■ **Records provided**

PR #1307, opened 2016-06-17
Fix the export choice parameter from CLI

Pedroagaponto:
Filter match with the right format even if it comes prepended with the
absolute path. As all the options are read as filesToOpen.
(which get the values from QFileInfo(arg).absoluteFilePath())


bjorn:
Hrm, this is a regression in Tiled 0.16. I think a better fix would be to check if the file exists before turning it into an absolute path in `CommandLineParser::parse`.

bjorn:
Or, to wait with turning the files into absolute paths until it's actually necessary, in `main.cpp`.

Pedroagaponto:
much better solution, thanks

■ **What the task requires**
Each of the entries must be written out again exactly.

■ **Response to the task**
PR #1307, opened 2016-06-17
Fix the export choice parameter from CLI

Pedroagaponto:
Filter match with the right format even if it comes prepended with the
absolute path. As all the options are read as filesToOpen.
(which get the values from QFileInfo(arg).absoluteFilePath())


bjorn:
Hrm, this is a regression in Tiled 0.16. I think a better fix would be to check if the file exists before turning it into an absolute path in `CommandLineParser::parse`.

bjorn:
Or, to wait with turning the files into absolute paths until it's actually necessary, in `main.cpp`.

Pedroagaponto:
much better solution, thanks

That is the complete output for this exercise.